#### Entries supplied:
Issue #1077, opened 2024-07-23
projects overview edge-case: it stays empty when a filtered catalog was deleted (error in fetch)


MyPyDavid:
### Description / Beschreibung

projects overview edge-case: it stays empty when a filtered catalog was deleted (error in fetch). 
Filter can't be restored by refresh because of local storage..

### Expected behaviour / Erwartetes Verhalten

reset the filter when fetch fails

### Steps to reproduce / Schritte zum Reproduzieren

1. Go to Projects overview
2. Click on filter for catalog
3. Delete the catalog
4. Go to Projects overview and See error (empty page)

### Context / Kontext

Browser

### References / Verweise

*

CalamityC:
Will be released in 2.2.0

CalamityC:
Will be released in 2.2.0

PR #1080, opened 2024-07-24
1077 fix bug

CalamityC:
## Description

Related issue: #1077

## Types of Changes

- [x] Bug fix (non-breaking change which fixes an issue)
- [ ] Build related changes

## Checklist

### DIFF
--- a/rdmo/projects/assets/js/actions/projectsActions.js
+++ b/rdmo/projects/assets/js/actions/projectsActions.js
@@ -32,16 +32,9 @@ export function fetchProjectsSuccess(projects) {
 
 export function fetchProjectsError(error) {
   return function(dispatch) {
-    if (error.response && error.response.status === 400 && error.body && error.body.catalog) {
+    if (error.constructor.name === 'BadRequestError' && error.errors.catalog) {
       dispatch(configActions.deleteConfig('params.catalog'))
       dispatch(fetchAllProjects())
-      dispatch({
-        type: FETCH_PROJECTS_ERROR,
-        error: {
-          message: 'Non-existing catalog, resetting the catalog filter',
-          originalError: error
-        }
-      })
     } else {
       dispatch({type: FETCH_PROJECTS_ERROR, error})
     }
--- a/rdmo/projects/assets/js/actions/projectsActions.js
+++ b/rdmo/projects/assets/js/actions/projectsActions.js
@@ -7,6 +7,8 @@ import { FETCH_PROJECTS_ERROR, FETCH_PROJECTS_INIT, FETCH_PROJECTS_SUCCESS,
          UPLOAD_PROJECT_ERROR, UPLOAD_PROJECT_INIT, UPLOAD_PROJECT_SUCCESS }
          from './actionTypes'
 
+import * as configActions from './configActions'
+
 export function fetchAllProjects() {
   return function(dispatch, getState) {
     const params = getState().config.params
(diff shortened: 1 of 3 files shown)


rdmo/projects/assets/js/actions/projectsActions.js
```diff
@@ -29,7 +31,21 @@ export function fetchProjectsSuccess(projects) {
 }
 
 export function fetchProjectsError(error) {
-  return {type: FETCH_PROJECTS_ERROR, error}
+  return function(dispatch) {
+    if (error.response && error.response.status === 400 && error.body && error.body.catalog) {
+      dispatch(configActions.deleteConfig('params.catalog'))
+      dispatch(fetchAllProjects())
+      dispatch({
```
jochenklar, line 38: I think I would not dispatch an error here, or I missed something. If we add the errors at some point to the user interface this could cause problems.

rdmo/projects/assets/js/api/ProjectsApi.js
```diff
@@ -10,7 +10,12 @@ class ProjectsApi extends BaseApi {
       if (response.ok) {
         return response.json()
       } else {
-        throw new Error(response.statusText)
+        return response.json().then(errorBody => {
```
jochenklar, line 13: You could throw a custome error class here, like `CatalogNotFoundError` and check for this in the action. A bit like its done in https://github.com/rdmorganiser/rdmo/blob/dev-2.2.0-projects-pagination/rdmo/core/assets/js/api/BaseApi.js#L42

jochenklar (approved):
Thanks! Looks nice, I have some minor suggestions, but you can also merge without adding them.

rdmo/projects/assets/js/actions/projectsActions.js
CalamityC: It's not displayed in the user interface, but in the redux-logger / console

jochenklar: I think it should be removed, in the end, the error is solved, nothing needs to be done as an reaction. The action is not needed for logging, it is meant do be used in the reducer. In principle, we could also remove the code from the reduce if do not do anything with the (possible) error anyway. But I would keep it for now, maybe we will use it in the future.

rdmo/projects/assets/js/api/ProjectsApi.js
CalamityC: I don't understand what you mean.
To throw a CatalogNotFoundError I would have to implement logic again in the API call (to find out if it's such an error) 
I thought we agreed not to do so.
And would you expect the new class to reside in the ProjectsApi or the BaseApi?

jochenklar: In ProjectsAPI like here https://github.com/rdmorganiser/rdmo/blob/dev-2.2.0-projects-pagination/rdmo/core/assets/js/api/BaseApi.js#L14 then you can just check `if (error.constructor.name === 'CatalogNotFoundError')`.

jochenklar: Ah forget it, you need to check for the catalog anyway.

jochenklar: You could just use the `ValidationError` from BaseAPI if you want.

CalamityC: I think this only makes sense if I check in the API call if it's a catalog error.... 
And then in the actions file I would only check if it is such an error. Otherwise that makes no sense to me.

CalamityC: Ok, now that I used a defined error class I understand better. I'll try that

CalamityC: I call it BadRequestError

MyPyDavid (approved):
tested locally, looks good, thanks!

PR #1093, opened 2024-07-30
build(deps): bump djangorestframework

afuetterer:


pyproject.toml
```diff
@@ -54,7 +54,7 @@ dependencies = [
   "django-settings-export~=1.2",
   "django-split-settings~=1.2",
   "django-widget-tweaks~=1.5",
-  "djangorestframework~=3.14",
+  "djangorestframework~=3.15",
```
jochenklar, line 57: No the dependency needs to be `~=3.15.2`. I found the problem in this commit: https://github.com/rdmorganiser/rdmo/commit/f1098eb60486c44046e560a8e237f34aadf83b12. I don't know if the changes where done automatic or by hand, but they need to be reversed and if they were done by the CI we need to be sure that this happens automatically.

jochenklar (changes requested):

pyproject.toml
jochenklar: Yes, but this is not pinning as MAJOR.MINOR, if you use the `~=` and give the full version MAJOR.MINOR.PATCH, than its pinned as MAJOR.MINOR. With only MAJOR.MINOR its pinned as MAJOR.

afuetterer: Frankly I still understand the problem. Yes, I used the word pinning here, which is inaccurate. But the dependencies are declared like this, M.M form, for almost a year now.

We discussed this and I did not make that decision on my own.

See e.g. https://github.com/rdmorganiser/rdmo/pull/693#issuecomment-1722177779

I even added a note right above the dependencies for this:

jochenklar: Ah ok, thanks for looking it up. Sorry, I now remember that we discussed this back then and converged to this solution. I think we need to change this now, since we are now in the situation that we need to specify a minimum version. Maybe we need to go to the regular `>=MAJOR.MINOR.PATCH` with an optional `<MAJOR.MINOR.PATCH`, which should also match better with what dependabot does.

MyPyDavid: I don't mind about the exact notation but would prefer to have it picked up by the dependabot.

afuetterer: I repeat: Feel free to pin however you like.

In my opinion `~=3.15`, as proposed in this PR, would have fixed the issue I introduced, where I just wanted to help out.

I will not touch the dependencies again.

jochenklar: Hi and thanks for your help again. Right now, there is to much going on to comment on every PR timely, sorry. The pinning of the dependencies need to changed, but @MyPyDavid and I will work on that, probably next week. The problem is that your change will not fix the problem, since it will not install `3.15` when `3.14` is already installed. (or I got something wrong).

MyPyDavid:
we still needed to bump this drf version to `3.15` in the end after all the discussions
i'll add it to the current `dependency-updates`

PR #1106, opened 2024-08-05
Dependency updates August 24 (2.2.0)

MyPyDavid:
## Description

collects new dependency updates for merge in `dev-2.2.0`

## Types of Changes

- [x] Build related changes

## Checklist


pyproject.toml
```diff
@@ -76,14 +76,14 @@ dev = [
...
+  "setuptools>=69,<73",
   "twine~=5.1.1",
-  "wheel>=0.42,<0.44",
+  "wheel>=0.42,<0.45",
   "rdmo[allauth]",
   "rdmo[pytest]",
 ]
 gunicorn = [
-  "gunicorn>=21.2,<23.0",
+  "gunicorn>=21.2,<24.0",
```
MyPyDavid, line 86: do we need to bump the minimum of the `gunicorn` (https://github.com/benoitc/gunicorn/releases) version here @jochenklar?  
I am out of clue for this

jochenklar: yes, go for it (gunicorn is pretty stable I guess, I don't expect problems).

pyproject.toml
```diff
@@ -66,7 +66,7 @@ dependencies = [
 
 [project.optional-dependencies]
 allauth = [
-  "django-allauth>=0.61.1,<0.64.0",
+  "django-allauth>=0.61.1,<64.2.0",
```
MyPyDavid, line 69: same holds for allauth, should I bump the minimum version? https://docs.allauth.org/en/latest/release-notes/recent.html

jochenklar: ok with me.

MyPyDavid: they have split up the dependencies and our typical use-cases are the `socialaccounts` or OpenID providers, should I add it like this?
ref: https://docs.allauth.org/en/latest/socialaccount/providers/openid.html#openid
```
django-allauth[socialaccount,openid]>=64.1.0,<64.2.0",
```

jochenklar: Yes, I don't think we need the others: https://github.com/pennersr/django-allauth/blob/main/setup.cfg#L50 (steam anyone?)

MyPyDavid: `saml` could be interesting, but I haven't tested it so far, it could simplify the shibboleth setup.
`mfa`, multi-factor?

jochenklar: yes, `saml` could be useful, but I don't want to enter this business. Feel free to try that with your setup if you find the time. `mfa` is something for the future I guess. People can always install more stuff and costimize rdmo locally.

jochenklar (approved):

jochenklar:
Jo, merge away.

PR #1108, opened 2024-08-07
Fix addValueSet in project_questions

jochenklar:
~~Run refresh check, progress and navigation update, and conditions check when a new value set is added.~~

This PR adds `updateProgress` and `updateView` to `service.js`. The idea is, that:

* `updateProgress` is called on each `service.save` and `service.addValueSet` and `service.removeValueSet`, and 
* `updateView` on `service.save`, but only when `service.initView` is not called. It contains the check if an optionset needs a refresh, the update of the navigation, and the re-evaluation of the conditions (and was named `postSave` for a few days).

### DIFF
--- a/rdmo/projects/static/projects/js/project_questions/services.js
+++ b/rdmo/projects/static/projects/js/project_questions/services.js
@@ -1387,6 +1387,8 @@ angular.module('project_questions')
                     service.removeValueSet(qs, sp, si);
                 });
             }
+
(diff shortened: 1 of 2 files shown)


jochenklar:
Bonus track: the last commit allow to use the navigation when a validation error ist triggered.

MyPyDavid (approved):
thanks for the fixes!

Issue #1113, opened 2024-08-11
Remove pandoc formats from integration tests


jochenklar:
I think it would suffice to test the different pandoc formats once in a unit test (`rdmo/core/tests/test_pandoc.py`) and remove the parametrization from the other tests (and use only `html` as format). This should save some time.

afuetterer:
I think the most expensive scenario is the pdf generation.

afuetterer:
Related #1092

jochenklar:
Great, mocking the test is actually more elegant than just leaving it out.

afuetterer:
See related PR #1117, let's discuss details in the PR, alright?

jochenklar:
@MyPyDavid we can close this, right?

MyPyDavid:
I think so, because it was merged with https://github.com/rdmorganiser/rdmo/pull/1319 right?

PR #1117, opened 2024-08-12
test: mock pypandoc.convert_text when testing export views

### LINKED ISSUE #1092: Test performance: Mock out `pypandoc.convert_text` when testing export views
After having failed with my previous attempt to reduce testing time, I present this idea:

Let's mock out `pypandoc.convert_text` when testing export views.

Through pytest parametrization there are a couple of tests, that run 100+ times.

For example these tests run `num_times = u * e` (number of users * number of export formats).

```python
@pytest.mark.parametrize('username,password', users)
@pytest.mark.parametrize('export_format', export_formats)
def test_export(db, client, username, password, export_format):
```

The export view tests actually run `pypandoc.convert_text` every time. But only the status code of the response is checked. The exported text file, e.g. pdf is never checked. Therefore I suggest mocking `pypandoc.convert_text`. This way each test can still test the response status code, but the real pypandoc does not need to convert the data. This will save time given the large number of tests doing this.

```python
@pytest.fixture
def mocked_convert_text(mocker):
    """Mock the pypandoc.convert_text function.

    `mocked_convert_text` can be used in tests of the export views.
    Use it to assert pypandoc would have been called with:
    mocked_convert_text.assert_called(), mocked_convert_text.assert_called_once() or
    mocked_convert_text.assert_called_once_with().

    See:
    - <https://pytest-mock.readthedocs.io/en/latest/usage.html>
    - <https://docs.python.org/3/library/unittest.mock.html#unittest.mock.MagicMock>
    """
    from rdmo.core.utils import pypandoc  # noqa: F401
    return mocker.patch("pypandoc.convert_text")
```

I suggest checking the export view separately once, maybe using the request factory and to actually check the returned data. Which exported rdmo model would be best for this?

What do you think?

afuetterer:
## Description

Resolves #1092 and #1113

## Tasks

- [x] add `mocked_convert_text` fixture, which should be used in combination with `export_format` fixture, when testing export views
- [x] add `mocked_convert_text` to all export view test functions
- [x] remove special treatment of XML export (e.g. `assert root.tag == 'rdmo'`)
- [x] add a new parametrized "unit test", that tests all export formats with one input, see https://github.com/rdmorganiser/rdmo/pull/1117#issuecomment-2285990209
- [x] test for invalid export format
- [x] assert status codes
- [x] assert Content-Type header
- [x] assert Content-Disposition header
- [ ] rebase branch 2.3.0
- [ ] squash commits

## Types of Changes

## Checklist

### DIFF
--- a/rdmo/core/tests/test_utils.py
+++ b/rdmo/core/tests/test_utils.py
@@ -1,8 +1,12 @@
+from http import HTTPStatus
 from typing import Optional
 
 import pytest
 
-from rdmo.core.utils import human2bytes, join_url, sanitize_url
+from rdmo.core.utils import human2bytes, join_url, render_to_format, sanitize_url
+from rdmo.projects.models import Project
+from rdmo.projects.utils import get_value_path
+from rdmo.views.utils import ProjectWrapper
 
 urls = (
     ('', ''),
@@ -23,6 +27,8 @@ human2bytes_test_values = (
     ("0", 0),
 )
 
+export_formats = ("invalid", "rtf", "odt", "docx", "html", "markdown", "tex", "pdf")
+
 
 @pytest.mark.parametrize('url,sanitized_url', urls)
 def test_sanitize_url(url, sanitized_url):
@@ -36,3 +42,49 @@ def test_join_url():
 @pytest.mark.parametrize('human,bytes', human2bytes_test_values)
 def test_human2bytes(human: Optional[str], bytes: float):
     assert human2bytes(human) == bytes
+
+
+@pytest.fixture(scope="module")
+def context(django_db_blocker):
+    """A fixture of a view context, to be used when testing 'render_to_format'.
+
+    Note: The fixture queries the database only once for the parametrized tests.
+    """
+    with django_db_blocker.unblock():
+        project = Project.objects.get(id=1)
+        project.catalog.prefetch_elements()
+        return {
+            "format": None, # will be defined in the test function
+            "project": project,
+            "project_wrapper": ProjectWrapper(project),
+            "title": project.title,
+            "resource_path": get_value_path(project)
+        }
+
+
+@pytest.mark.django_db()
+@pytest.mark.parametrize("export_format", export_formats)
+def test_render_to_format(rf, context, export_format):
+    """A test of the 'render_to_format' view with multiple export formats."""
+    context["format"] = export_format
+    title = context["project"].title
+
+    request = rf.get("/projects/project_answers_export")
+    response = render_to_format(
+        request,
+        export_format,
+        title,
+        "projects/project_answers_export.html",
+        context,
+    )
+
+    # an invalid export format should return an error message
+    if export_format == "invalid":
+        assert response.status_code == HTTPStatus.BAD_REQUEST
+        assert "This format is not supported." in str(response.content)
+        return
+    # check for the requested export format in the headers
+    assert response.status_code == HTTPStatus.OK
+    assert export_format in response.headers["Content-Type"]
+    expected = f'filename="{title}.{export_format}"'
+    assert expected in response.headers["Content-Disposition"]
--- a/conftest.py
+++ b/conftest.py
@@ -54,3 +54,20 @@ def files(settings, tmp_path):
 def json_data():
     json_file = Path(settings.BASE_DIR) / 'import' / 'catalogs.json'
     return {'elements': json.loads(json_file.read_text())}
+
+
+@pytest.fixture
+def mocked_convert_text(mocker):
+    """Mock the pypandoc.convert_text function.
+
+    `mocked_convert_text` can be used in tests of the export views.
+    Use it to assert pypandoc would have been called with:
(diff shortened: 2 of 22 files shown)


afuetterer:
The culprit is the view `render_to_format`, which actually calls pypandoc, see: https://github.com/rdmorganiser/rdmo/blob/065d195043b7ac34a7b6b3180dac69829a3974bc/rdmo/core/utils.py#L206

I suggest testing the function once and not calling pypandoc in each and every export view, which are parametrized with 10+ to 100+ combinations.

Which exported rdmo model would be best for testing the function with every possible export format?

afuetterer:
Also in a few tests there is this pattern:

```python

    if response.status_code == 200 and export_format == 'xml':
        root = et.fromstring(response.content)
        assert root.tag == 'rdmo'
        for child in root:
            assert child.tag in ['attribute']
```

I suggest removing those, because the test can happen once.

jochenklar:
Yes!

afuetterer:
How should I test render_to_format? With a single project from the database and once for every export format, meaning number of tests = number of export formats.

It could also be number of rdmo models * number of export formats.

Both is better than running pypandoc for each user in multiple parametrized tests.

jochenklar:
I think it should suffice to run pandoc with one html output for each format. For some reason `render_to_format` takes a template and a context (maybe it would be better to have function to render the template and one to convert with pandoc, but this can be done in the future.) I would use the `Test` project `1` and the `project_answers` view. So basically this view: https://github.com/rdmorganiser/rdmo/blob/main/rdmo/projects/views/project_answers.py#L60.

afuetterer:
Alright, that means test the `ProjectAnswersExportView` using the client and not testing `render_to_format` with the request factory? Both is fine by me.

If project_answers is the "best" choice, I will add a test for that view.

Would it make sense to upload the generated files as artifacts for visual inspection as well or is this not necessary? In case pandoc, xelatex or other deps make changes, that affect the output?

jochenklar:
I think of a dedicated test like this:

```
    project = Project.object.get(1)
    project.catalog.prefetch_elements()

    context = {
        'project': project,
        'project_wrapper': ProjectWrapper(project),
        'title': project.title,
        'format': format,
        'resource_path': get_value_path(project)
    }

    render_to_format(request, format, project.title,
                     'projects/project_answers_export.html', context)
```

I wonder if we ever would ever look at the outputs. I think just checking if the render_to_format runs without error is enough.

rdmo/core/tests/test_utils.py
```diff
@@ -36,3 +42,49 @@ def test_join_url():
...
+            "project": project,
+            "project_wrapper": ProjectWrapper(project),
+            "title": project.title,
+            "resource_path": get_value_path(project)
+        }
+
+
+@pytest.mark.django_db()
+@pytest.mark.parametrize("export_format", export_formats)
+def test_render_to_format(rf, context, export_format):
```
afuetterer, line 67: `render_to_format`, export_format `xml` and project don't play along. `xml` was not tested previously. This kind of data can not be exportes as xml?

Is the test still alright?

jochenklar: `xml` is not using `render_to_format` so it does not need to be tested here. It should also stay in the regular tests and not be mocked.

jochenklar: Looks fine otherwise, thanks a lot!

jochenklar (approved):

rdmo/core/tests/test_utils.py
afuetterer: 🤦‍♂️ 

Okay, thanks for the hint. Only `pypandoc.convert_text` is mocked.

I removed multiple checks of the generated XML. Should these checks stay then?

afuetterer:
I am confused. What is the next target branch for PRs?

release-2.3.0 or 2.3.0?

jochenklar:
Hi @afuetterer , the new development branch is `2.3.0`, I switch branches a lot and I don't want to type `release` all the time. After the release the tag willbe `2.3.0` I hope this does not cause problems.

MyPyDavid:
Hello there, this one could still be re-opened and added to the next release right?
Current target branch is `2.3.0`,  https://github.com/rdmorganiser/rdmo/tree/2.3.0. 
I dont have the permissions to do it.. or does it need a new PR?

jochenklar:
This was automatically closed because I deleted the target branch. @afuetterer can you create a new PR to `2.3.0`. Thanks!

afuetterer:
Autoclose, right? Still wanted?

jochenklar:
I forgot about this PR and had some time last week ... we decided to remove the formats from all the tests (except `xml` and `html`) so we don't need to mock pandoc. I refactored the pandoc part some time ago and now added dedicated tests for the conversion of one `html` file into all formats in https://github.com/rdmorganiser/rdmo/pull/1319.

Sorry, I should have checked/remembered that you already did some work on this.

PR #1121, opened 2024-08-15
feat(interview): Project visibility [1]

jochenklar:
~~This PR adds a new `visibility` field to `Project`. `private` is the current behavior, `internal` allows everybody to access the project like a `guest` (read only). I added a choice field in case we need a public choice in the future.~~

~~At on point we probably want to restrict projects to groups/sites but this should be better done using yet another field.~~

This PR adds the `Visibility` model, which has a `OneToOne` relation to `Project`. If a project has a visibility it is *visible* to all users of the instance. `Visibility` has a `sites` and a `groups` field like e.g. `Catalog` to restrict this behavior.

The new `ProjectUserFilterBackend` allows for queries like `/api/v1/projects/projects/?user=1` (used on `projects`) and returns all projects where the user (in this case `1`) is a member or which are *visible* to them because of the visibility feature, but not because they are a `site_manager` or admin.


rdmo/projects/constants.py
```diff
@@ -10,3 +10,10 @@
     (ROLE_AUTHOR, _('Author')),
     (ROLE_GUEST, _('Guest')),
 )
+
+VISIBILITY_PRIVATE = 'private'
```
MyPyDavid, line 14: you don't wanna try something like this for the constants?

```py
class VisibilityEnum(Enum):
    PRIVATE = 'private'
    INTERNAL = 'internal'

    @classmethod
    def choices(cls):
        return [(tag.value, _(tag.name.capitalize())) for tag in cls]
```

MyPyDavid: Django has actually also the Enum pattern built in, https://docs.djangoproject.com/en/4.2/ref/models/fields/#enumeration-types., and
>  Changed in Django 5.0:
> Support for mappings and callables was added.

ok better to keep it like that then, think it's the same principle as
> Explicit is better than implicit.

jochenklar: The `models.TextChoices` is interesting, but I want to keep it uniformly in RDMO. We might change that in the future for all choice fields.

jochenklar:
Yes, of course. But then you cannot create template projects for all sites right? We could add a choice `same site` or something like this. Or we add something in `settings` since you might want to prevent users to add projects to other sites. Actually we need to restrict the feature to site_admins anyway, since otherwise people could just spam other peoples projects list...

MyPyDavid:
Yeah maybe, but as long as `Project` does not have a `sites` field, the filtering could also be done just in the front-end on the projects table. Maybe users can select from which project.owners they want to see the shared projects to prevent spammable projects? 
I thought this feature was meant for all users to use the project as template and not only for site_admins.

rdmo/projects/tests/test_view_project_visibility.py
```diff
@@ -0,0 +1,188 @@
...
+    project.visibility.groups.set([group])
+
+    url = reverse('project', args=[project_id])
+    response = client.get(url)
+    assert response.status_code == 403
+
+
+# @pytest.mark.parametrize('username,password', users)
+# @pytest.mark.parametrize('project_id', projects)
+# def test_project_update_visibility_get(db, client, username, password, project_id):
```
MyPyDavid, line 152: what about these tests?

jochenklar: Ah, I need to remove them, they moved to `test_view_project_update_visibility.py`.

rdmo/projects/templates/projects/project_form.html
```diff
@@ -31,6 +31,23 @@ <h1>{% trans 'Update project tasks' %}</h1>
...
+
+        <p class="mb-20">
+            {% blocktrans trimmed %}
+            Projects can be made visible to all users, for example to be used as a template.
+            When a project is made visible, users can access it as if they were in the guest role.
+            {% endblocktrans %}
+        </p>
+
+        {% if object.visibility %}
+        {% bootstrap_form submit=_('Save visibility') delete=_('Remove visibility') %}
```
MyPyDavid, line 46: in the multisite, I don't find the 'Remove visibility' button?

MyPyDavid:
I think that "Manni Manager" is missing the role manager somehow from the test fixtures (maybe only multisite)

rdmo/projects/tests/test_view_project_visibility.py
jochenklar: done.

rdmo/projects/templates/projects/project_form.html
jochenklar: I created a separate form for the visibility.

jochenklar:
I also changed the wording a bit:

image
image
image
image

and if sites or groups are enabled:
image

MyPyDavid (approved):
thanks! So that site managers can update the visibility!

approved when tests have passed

#### Try it:
Please find the lines in the data that contain the word "idea" and copy them.

#### Expected answer:
This PR adds `updateProgress` and `updateView` to `service.js`. The idea is, that:
After having failed with my previous attempt to reduce testing time, I present this idea:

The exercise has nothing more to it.